# Neil Young's "A Letter Home"



## greco (Jul 15, 2007)

Interesting approach to recording:

http://www.torontosun.com/2014/05/16/stream-neil-youngs-a-letter-home-now

Cheers

Dave


----------



## keto (May 23, 2006)

The whole album is streamed there. I listened to about half of 'Early Morning Rain'. Thought it was unlistenable and shut it off. And this is from a lifetime NY fan.


----------



## greco (Jul 15, 2007)

keto said:


> *The whole album is streamed there. * I listened to about half of 'Early Morning Rain'. Thought it was unlistenable and shut it off. And this is from a lifetime NY fan.


Yes, I should have mentioned that the album was streamed on that site. 

I'm not a huge NY fan, but (like you) I found listening to one song recorded in this fashion was enough for me.

Cheers

Dave


----------



## fredyfreeloader (Dec 11, 2010)

Never been a fan of NY and that "Early Morning Rain" thingy kind of solidified my thoughts on his music.


----------



## mrmatt1972 (Apr 3, 2008)

Can't stand the crackles either. Why move backwards? I imaging it is fun as heck to do though.


----------



## Lincoln (Jun 2, 2008)

keto said:


> The whole album is streamed there. I listened to about half of 'Early Morning Rain'. Thought it was unlistenable and shut it off. And this is from a lifetime NY fan.


Another lifetime NY fan here and I couldn't listen to it either. I'm thinking he made a mistake when he gave up pot. :sSig_Idontgetit:


----------



## zontar (Oct 25, 2007)

I really like some of what Neil Young does, and don't like some of the other stuff--but when he's played as many varied styles as he has--that will happen.

The stuff here, I'm not so big one.
Some of it wasn't that bad, but overall, it wasn't enough to get me to want it.

maybe if he shoved crazy Horse in a phone booth with him.


----------



## puckhead (Sep 8, 2008)

when he hits, there's no one better.
but when he misses...











About halfway through the stream, can't imagine ever craving listening to the album.
But the great thing about Neil is he's always done what he wants. the gold that comes out of that is worth the process.
And I love these preview streams that let you listen before you buy something that will gather dust.


----------



## Lincoln (Jun 2, 2008)

That brings to mind Reactor from the early 80's. Crazy horse out of control. But like puckhead said, the good more than makes up for the bad.


----------



## traynor_garnet (Feb 22, 2006)

Man, I actually kind of like this! Raw, somewhat haunting, stripped right down to just the voice.

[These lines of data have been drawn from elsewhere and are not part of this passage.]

PR #553, opened 2019-02-19
Override default maximum size of HTTP headers

ker-an:
Node.js 8.14.0 introduced a maximum size for HTTP headers of 8KB. This ended up breaking a lot of our apps because our header sizes are much larger. In Node.js 8.15.0, you can specify a different maximum size using the `--max-http-header-size` option.

While adding a smoke test to next-router to test the maximum header size, we found that the test wasn't passing locally because of `nht run`. Turns out we need to add the `node --max-http-header-size=80000` option when starting node and that's what this PR does!

Resolves https://github.com/Financial-Times/n-heroku-tools/issues/552

### DIFF
--- a/tasks/run.js
+++ b/tasks/run.js
@@ -101,6 +101,16 @@ function runScript (opts) {
 		if (opts.subargs) {
 			args = args.concat(opts.subargs.replace(/^\[/, '').replace(/]$/, '').split(','));
 		}
+
+		/**
+		 * The default maximum size of HTTP headers is 8KB.
+		 * To override the default, we must pass in the --max-http-header-size option
+		 * and specify a maximum size.
+		 *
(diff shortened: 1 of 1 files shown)


ker-an:
This PR will break any apps that are pinned to Node.js v8.13.0. 

I am blocked from merging this until we resolve https://github.com/Financial-Times/next-transformations/issues/31.

tasks/run.js
```diff
@@ -101,6 +101,16 @@ function runScript (opts) {
 		if (opts.subargs) {
 			args = args.concat(opts.subargs.replace(/^\[/, '').replace(/]$/, '').split(','));
 		}
+
+		/**
+		 * The default maximum size of HTTP headers is 8KB.
```
adambraimbridge:
```suggestion
		 * Since node version 8.14, the default maximum size of HTTP headers is 8KB.
```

Very intersting that, given his fight against CDs' lo fidelity, he has gone so far back to basics. Strangely humanizing to hear the recording medium so up front and present, yet somehow real too.

TG


----------



## bolero (Oct 11, 2006)

I'm a huge Neil fan, but agree, some of his stuff is just extruciating to listen to

Greendale was not one of my faves


Trans I enjoyed the vocal treatment, funny how everyone is doing that now  but the music was annoying

that's ok though, he does have some stellar stuff, and still puts out stellar stuff


----------



## surlybastard (Feb 20, 2011)

Love Neil as well, spun the record once and said "that's enough for me". Interesting experiment, and I have the utmost respect for him still taking risks this far along into his career but it's more of a gimmick than a really record. I'm glad I listened to it but I certainly won't be doing so again.


----------



## zontar (Oct 25, 2007)

Lincoln said:


> That brings to mind Reactor from the early 80's. Crazy horse out of control. But like puckhead said, the good more than makes up for the bad.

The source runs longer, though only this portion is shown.